Он ожидал возмущения, внутренне готовясь смаковать маленькую победу своей эрудиции над бабушкиной простотой. Но бабушка лишь вздохнула и посмотрела на него с печальной снисходительностью — так, наверное, смотрел рабби Гиллель на слишком рьяных учеников, путающих букву закона с его духом.

— Бора, Бора... – В её голосе звучали медовые нотки одесского говора, впитавшего мелодии многих языков. — Я фарштэйн, я понимаю, что ты имел сказать. Ты всегда найдешь какую-то книжку, чтобы запутать и себя, и меня. Ты понимаешь этого твоего Кафку как бохер, как юнец-вольнодумец, как апикойрес, который видит только запертые двери и злых привратников. А надо понимать как алтер менш, как старый человек, который знает, что дело не в привратнике.

— А в чем же? – не унимался Бора, готовый защищать свою литературную крепость до последнего аргумента.

— А в том, что ты сам себе привратник, Бора! – Голос бабушки обрел силу, словно она вдруг стала голосом всех бабушек мира, всех матриархов, от Сарры до последней женщины, качающей колыбель внука в далеком местечке. – Ты сам стоишь у своей двери и не пускаешь себя войти! Боишься, ленишься, сомневаешься. Ждешь, пока кто-то другой откроет или пригласит. А надо просто... просто войти. Сказать: «Я пришел». И никакой привратник тебя не остановит, если ты идешь к своей двери с чистым сердцем. А мезуза с буквой Шин – это не замок и не стражник. Это напоминание. Напоминание о Том, Кто всегда ждет тебя за дверью, Кто и есть сама эта Дверь. Понимаешь? Не снаружи страж, а внутри – Хозяин. А ты все про Кафку... Ой, вэй, что за голова у этого мальчика!

И она снова взялась за вязание, словно спицы могли помочь распутать этот сложный клубок метафизических вопросов. Каждый ряд петель — как строка в книге жизни, где важен не столько узор, сколько прочность плетения.

Бора остался размышлять над этим странным переплетением: двери, которую нужно охранять, и двери, в которую нужно дерзнуть войти; Богом-Стражем и Богом-Хозяином; и вечным привратником – не то Кафки, не то собственным страхом – стоящим на пороге.

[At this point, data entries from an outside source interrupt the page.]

PR #935, opened 2021-01-14
added some more tests to arrays.jl

krishna-vasudev:
Have added tests for different dimensions of arrays, the only type present was for 2 by 2 matrix,so i added tests for a 2 by 3 matrix.

### DIFF
--- a/test/arrays.jl
+++ b/test/arrays.jl
@@ -24,7 +24,7 @@ using Images, IndirectArrays, Test
    target1 = intensity1 .* labels1
    @test eltype(A1) == RGB{Float64}
    @test size(A1) == (2,3)
-   @test axes(A1) == (Base.OneTo(2), Base.OneTo(3))
+   @test axes(A1) == (1:2, 1:3)
    for i = 1:6
        @test A1[i] === target1[i]
    end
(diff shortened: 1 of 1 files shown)


test/arrays.jl
```diff
@@ -17,6 +17,23 @@ using Images, IndirectArrays, Test
...
         @test a === t
     end
+
+    intensity1 = [0.1 0.3 0.6; 0.2 0.4 0.1]
+   labels1 = IndirectArray([1 2 3; 2 1 3], [RGB(1,0,0), RGB(0,0,1),RGB(0,1,0)])
+   A1 = ColorizedArray(intensity1, labels1)
+   target1 = intensity1 .* labels1
+   @test eltype(A1) == RGB{Float64}
+   @test size(A1) == (2,3)
+   @test axes(A1) == (Base.OneTo(2), Base.OneTo(3))
```
timholy, line 27:
```suggestion
   @test axes(A1) == (1:2, 1:3)
```
unless you think it's important to test type-equality, in which case you need to use `===` rather than `==` (and I don't see why that would be important).

timholy (commented):
LGTM

timholy:
Thanks!

PR #948, opened 2021-03-28
add io backends ImageIO and ImageMagick as dependencies

### LINKED ISSUE #24: Move away from ImageMagick
Relying on ImageMagick seems to be presenting problems for Mac users (see #15, #23), and also leads to slow performance. For at least PNG, JPG, and TIF it would be good to find an alternative, presumably by directly calling the corresponding libraries.

### LINKED ISSUE #824: ImageMagick should be in the [deps] section in Project.toml
I use Images.jl **only** to save a jpg image, using this statement:

using Images
...
save("filename.jpg", someUInt8Matrix)

But my project/enviroment needs ImageMagick to be added before this works. I'm not using it myself directly (I don't have a "using ImageMagick" in my code).

Somewhere Images.jl does use it. I should not have to add "ImageMagick" to my project, it should automatically be added to my Manifest when I Pkg.add Images.

You can replicate by temporarily removing your enviroment, add just Images, and try and use it...

johnnychen94:
QuartzImageIO is not added for two reasons: 1) it only works for macOS, and 2) it has less functionality than ImageMagick.

Note that the julia compat "1" now becomes a fake one as the declared ImageIO and ImageMagick compatibility versions require `Julia >= v"1.3"`

@timholy Another thing that catches my interest: since `TestImages >= v"1.2"` are also backed by artifacts, could we also reexport this package in Images.jl? (One more step to make Images an umbrella package)

closes #24
closes #824


johnnychen94:
I think we now need to test four Julia versions in CI:

- `1.3`: the lowest version that we claim compatible
- `1`: the latest stable version, which happens to be `1.6` right now.
- `1.6`: the latest LTS version
- `nightly`: to early find out upstream breaking changes.

johnnychen94:
Since we've already discussed this in https://github.com/JuliaImages/Images.jl/issues/824#issuecomment-683412325 I'll just merge this version. It's not a breaking version, but since it restricts the Julia compatibility to 1.3, I bumped the minor version here. I don't plan to tag a release for this immediately, so I add the `-dev` suffix.

PR #971, opened 2021-08-03
🧹 code organization and dead code elimination

johnnychen94:
By setting compatibility to ImageCore 0.9 only, there are a lot of legacy codes and compat patches being unnecessary now. This PR aims to clean the codebase.

TODO:
- [x] decide which deprecations need to be `Base.depwarn(...; force=true)`

closes #974
closes #976


timholy:
It's quite satisfying to rip out large hunks of legacy code...thanks for starting this effort!

johnnychen94:
At first, I only meant to clean some useless codes and upgrade to ImageCore 0.9, but it turns out that we're cleaning almost the entire `src/algorithms.jl` here:

- [ ] `var`/`std` -> deprecated since ColorVectorSpace v0.9 (This is the only blocking issue for ImageCore v0.9 compatibility)
- [ ] `entropy` -> maybe ImageBase (I have no idea what's the direct usage of this)
- [ ] `div` -> ImageBase and rename to `fdiv` finite divergence (corresponding to our new `fdiff`)
- [ ] `imgaussiannoise` -> ImageNoise
- [ ] `imROF` -> ImageNoise
- [ ] `dilate`/`erode` -> ImageMorphology (with requires.jl)
- [ ] `imaverage`/`imlaplacian` -> deprecated with ImageFilterings.jl`
- [ ] `boxdiff`/`integral_image` -> ? (is https://github.com/JuliaImages/IntegralArrays.jl a direct replacement?)
- [ ] `gaussian_pyramid` -> maybe ImageFiltering with new name `build_pyramid` and supports generic kernels.
- [ ] `test_approx_eq_sigma_eps` let's still keep it here for the moment until we have our test utils package ready.
- [ ] `blob_LoG`/`findlocalextrema`/`findlocalmaxima`/`findlocalminima` -> ImageFiltering https://github.com/JuliaImages/ImageFiltering.jl/pull/223
- [ ] `otsu_threshold`/`yen_threshold` https://github.com/JuliaImages/Images.jl/pull/897

timholy:
The `var`/`std` fix relies on https://github.com/JuliaGraphics/ColorVectorSpace.jl/pull/175

johnnychen94:
I won't be available this week. I'll work on the `imROF` and `*_threshold` for the next two weeks. For `entropy`, if we decide to move to ImageQualityIndexes, then we can do it like [`colorfulness`](https://github.com/JuliaImages/ImageQualityIndexes.jl/blob/master/src/colorfulness.jl) so that we can allow a few more entropy implementations with shannon the default.

timholy:
No rush. I think it will be better to wait for you and do the whole thing before making the next release. But if you disagree, I can get this stuff finished and make a 0.25 release, and then we can do the rest in 0.26.

timholy:
OK, I think I've done all the ones you haven't carved out for yourself. I'm leaving `div` for you because it really seems to be part of `imROF`.

johnnychen94:
For `test_approx_eq_sigma_eps`, there are two possible places to host it: 1) https://github.com/JuliaPlots/VisualRegressionTests.jl already has a duplication so I believe people there would like to help maintain it, 2) separate https://github.com/JuliaTesting/ReferenceTests.jl into core package and image-specific packages so that we can add ImageFiltering dependency.

timholy:
I'd be fine with either. We could also put it in ImageFiltering I guess?

timholy:
OK if I rebase this? It turns out #927 had a breakage. But if you have local changes I don't want to make it harder for you.

johnnychen94:
Sure feel free to rebase

johnnychen94:
This turns out to be a big PR. Squash and merge would almost just breaks the git history. I'll do a complete rebase and hopefully make it clearer to git-blame. For items in the unchecked todo list, let's continue in new PRs.

src/deprecations.jl
```diff
@@ -1068,3 +1068,83 @@ function shepp_logan(M,N; highContrast=true)
...
+    Base.depwarn("`var(A::AbstractArray{<:Colorant})` is deprecated (and not recommended, use a MathTypes colorspace instead), please use `colorview($Cbase, var(channelview(A); dims=$newdims))[]` instead.", :var)
+    return colorview(Cbase, var(channelview(A); dims=newdims, kwargs...))[]
+end
+function std(A::AbstractArray{C}; dims=nothing, kwargs...) where C<:Colorant
+    dims === nothing || error("dims was never supported, but is now for MathTypes")
+    newdims = 2:ndims(A)+1
+    Cbase = base_colorant_type(C)
+    Base.depwarn("`std(A::AbstractArray{<:Colorant})` is deprecated (and not recommended, use a MathTypes colorspace instead), please use `colorview($Cbase, std(channelview(A); dims=$newdims))[]` instead.", :var)
+    return colorview(Cbase, std(channelview(A); dims=newdims, kwargs...))[]
+end
```
johnnychen94, line 1140: > decide which deprecations need to be Base.depwarn(...; force=true)

I feel `std` and `var` on non-mathtypes seems to be the only ones that need force deprecation.

src/Images.jl
```diff
@@ -1,113 +1,55 @@
...
+using ImageTransformations.Interpolations
 @reexport using ImageAxes
 @reexport using ImageMetadata
 @reexport using ImageFiltering
 @reexport using ImageMorphology
 @reexport using ImageDistances
 @reexport using ImageContrastAdjustment
 @reexport using ImageQualityIndexes
+@reexport using IntegralArrays
+@reexport using IntegralArrays.IntervalSets
```
johnnychen94, line 30: Just a confirmation: do we want to reexport these two modules here?

johnnychen94:
The following is a list of symbol changes by checking `names(Images)`: most of them comes from the reexport of ImageBase and IntervalSets

```diff
- imlineardiffusion
+ fdiff!
+ ImageBase
+ var
+ std
+ imresize!
+ length
+ ⊇
+ ssim
+ ±
+ isleftopen
+ duration
+ ClosedInterval
+ supremum
+ isleftclosed
+ isrightclosed
+ minimum_finite
+ OpenInterval
+ endpoints
+ leftendpoint
+ isclosedset
+ closedendpoints
+ varfinite
+ IntegralArray
+ isclosed
+ AbstractInterval
+ Interval
+ IntegralArrays
+ convert
+ ordered
+ data
+ rightendpoint
+ ..
+ isopenset
+ isrightopen
+ psnr
+ fdiff
+ maximum_finite
+ infimum
+ IntervalSets
+ sumfinite
```

I plan to remove the deprecations in ImageQualityIndexes https://github.com/JuliaImages/ImageQualityIndexes.jl/blob/master/src/deprecations.jl so that we remove `psnr` and `ssim` from the list.

johnnychen94:
The commits are rebased in a way that `Pkg.update(); Pkg.test()` passes for all of them (locally in macOS). Once https://github.com/JuliaImages/ImageMorphology.jl/pull/53 is merged we can drop d0273ff and merge this PR.

src/Images.jl
timholy: I *think* so. Though `IntervalSets` maybe not? It does seem to contribute a lot of extra names.

johnnychen94: In b4be381 I changed to

```julia
@reexport using IntegralArrays.IntervalSets.EllipsisNotation
```

johnnychen94:
This is a long journey, finally, we're so close. Every commit is carefully checked to be clean so that if we get into trouble we can quickly identify the issues.

There are still some unchecked items in the todo-list but that doesn't block the new release.

@timholy After this PR is merged we then need to update NEWS.md and the module docstring #982 .

timholy:
Thanks for all your efforts here. It is a ton of work, but the outcome feels like a major leap forward. 1.0 is starting to seem within sight...

johnnychen94:
If there's no plan to review this PR then I think we can merge it and prepare for the v0.25 release.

В тишине одесского балкона, под шелест листвы акаций и далекий плеск морских волн, что-то важное происходило в душе мальчика. Возможно, именно там, в пространстве между словами, в зазоре между древней мудростью и модернистским скепсисом, в том самом месте, где встречаются вера и сомнение, открывалась его собственная дверь. Дверь, у которой не было привратника. Или, скорее, у которой привратником был он сам.

А бабушка Фира, с тем особым чутьем, которое позволяет видеть больше, чем показывают глаза, улыбалась краешком губ, видя, как на лице внука отражается работа мысли. Она знала: человек — действительно дверь. И самая важная задача — научиться правильно её открывать. Не распахивать настежь перед каждым встречным ветром идей и не запирать наглухо в страхе перед неизведанным. А открывать с достоинством и доверием — так, чтобы и Гость мог войти, и хозяин остаться собой.

И может быть, думала она, перебирая петли, весь этот мудрёный Кафка со своими притчами не так уж далек от того, что говорили древние мудрецы. Просто он, бедолага, застрял у двери, а они нашли в себе смелость войти.

А буква Шин на мезузе — она ведь тоже похожа на дверь. Три вертикальные черты, как косяки и притолока. И в этой двери нет замка. Только напоминание о Том, Кто всегда ждёт за порогом.